Conclusion: This is why I need your help as you can see I have tried many things but still cant fix it. THE ONE thing I can't stop is the stupid Skydrive I have even tried creating registry file to stop it. The only other thing I can think of is a electrical problem in the wall sending it a slight jolt or something? It is plugged in to a surge protector a Monster Flatscreen HTS 400, it also cleans the power... It says its grounded and protection is on...

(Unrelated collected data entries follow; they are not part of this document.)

PR #12433, opened 2023-10-25
fix(analytics):  throw `Error` if `domElementId` type is not `string`

kvramyasri7:
#### Description of changes

This change removes type check `domElementId` in `autoTackMedia` util function from `record` api

#### Checklist

- [ ] PR description included
- [ ] `yarn test` passes


packages/analytics/src/providers/personalize/utils/autoTrackMedia.ts
```diff
@@ -187,7 +187,7 @@ export const autoTrackMedia = async (
 		return;
 	}
 
-	if (typeof domElementId === 'string' && !domElementId) {
+	if (!domElementId) {
```
5d, line 190: later at line#197 it cast domElementId type to string. will that work without checking the type infront?

kvramyasri7: I believe that should be working  as the type of `properties: Record<string, unknown>`. which has  I do not see any red underscore or TS complaints😅.  That is a record which is `{}` can be casted to a string.

5d: ok, just wondering if a user give the value with number `123`. When force type casting to string type, what could happen? I guess browser would just log an error in console. Not sure how react native would handle this.

kvramyasri7: Very Good Point. umm, RN I did not think about it. 😭 Any tip ?

kvramyasri7: I believe it does the same what the other logger messages do and just return from there isn't it?

packages/analytics/src/providers/personalize/utils/autoTrackMedia.ts
```diff
@@ -187,13 +188,21 @@ export const autoTrackMedia = async (
...
 		logger.debug(
 			"Missing domElementId field in 'properties' for MediaAutoTrack event type."
 		);
 		return;
 	}
 
+	if (typeof domElementId !== 'string') {
+		throw new AnalyticsError({
```
5d, line 199: For Analytics category, I think we only throw errors for config validation.

5d (changes requested):

packages/analytics/src/providers/personalize/utils/autoTrackMedia.ts
kvramyasri7: umm, but why is it? any specific reason. Let me go and re-change it from `AnalyticsError` to `AmplifyError`

5d: For Analytics, the APIs are designed in fire and forget style, which is returning void. The customer won't have chance to catch those errors. It's better to just log and return here.

kvramyasri7: Good to know. Thanks Di. Updated.

packages/analytics/src/providers/personalize/utils/autoTrackMedia.ts
```diff
@@ -187,13 +187,21 @@ export const autoTrackMedia = async (
...
-	if (typeof domElementId === 'string' && !domElementId) {
+	if (!domElementId) {
 		logger.debug(
 			"Missing domElementId field in 'properties' for MediaAutoTrack event type."
 		);
 		return;
 	}
 
+	if (typeof domElementId !== 'string') {
+		throw new AmplifyError({
```
5d, line 198: Could you give me an example code how customer could catch the error you thrown here?

kvramyasri7: Web Or RN ?

5d: Either of them, I just want to understand how throwing `AmplifyError` would help here for customer to do error handling.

Thanks for any help/suggestions! As you can tell I feel like I have tried everything I know... Also I just woke up and didn't get much sleep so if something didn't make sense that's why...


----------



## zsolt_93 (Mar 6, 2014)

It probably wants go from sleep to a state of hibernation to conserve power. My mates usually just put their laptops to sleep and they start up in the middle of the night only to stop again. However i dont see sleep being of much use with the Win8 fast startup, maybe if you really dont want to close a certain app.


----------



## Easy Rhino (Mar 6, 2014)

Perhaps there is a ghost in that room who simply wants to play a few games and troll the interwebz...


----------



## manofthem (Mar 6, 2014)

This is a long shot: any chance your pc is on your desk and the vibration slightly moves the mouse?  That used to happen to me...



Easy Rhino said:


> Perhaps there is a ghost in that room who simply wants to play a few games and troll the interwebz...



The (early) Ghost of TMM


----------



## Sir B. Fannybottom (Mar 6, 2014)

I used to get this exact same thing! It seemed that after a few hours it would just turn back on.  I narrowed it down to either my PSU, or my harddrive. I ended up upgrading them both so I never realized what one it was, but it's gone now.


----------



## Delta6326 (Mar 6, 2014)

Sir B. Fannybottom said:


> I used to get this exact same thing! It seemed that after a few hours it would just turn back on.  I narrowed it down to either my PSU, or my harddrive. I ended up upgrading them both so I never realized what one it was, but it's gone now.



My PSU is fairly new. Maybe 6 months old.



zsolt_93 said:


> It probably wants go from sleep to a state of hibernation to conserve power. My mates usually just put their laptops to sleep and they start up in the middle of the night only to stop again. However i dont see sleep being of much use with the Win8 fast startup, maybe if you really dont want to close a certain app.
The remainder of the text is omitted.